**Your assignment**
Quote every line from the top of the listing down to and including the line that contains "While I added".

**Records**
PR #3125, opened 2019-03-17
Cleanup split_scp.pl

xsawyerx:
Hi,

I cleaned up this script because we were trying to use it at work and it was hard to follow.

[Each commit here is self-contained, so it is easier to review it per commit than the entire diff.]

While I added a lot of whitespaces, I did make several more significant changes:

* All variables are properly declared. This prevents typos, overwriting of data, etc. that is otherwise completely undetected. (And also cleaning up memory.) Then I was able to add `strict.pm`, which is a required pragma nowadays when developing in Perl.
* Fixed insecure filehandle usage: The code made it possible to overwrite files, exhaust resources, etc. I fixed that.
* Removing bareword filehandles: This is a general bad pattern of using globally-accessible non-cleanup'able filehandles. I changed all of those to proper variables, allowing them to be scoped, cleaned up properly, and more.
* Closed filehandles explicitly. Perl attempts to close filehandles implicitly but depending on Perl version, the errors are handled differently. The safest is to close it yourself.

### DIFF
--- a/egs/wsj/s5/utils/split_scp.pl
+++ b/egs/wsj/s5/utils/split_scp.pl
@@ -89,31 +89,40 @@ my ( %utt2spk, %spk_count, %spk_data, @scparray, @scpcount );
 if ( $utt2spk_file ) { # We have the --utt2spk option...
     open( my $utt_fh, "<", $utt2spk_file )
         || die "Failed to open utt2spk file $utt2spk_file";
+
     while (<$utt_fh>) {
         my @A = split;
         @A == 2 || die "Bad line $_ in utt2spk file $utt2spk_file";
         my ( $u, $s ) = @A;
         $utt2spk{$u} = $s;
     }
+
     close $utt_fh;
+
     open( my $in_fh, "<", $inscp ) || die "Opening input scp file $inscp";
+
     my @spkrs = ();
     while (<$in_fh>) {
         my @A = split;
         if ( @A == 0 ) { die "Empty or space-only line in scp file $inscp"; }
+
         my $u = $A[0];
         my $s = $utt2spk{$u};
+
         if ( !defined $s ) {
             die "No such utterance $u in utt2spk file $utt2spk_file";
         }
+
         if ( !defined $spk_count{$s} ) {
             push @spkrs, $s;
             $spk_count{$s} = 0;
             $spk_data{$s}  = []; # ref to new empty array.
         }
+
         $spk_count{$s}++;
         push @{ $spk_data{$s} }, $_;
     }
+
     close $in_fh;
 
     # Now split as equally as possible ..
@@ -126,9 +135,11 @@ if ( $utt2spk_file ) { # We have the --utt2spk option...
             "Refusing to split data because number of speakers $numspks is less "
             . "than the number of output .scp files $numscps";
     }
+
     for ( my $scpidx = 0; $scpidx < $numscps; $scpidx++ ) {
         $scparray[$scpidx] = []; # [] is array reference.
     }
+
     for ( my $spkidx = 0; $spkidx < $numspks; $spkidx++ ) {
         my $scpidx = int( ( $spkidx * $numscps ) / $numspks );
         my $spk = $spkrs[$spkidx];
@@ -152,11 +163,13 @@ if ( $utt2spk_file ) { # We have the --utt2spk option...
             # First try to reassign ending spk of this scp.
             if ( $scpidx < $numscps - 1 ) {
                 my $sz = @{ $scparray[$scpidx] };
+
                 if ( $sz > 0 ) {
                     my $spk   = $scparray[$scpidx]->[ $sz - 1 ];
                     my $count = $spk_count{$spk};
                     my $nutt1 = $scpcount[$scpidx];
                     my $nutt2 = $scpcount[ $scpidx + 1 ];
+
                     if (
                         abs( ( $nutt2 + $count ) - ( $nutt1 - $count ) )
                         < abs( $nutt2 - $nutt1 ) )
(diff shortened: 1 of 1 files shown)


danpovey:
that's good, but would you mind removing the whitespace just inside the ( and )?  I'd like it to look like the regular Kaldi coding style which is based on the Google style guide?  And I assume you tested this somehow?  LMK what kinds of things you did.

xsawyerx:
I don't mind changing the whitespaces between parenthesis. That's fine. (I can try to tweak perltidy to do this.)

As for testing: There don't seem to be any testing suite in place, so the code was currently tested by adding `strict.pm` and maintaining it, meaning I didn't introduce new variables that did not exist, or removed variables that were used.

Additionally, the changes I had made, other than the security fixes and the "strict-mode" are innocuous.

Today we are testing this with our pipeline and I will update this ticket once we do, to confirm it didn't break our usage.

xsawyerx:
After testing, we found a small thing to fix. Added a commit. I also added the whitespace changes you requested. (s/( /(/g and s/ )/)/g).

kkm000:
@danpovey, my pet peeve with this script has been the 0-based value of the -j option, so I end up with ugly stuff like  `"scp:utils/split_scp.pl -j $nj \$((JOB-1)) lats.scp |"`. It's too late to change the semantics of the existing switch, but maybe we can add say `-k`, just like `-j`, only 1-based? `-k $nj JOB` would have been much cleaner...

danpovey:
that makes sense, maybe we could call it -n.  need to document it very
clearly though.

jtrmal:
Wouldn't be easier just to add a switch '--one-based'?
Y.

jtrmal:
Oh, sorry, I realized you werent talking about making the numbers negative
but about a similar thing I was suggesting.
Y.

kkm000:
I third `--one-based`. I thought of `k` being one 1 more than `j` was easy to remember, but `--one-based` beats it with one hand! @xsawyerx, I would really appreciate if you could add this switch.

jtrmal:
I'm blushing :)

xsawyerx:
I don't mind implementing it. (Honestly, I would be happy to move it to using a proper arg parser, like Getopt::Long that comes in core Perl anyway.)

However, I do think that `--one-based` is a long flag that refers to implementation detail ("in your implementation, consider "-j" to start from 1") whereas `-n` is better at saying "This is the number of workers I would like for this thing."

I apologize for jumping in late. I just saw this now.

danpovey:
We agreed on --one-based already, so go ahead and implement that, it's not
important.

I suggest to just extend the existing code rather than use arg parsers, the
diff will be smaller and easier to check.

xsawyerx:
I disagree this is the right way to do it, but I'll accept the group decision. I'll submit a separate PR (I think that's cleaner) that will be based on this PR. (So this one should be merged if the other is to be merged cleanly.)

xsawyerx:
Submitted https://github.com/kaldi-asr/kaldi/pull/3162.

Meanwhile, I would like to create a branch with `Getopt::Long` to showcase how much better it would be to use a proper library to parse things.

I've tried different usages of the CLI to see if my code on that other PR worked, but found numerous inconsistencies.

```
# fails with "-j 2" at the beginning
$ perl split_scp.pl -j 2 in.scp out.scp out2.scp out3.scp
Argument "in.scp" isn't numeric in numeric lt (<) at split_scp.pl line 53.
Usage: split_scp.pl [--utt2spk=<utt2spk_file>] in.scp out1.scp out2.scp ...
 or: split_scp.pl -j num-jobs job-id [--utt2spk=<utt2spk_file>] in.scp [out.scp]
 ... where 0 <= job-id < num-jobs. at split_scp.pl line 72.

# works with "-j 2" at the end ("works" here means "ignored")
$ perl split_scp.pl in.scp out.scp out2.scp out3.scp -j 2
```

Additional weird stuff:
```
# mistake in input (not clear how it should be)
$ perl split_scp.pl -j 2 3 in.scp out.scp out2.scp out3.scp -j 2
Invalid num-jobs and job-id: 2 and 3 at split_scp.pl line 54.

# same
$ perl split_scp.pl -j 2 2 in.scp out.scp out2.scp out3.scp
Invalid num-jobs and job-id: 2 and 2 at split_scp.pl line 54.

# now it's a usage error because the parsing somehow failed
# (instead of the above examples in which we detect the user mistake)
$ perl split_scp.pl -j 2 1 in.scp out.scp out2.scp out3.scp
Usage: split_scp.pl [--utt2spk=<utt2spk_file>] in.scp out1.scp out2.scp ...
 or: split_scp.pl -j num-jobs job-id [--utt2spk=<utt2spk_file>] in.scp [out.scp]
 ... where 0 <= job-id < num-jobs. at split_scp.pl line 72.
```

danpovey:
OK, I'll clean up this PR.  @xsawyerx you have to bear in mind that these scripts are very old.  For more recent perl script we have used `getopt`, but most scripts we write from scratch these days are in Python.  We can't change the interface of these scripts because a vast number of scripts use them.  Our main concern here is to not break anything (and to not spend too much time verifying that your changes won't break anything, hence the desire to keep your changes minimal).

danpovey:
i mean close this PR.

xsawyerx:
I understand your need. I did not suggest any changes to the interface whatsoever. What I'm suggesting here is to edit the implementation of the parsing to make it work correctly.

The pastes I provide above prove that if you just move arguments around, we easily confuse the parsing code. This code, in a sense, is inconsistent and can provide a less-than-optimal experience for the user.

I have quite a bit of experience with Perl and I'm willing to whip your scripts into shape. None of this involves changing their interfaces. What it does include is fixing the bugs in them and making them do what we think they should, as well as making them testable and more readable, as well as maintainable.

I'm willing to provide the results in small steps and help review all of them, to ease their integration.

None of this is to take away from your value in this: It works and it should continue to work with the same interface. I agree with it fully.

**Completed exercise**
PR #3125, opened 2019-03-17
Cleanup split_scp.pl

xsawyerx:
Hi,

I cleaned up this script because we were trying to use it at work and it was hard to follow.

[Each commit here is self-contained, so it is easier to review it per commit than the entire diff.]

While I added a lot of whitespaces, I did make several more significant changes:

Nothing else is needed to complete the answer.